··· PROVIDED MATERIAL ···

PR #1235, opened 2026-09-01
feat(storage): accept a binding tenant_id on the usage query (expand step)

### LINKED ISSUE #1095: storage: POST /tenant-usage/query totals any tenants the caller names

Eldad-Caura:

···

EXERCISE DESCRIPTION
Set down exactly, and only, the lines of the data above from the line containing "feat(storage): accept a" through the last one.

WRITTEN RESPONSE
feat(storage): accept a binding tenant_id on the usage query (expand step)

### LINKED ISSUE #1095: storage: POST /tenant-usage/query totals any tenants the caller names

Eldad-Caura:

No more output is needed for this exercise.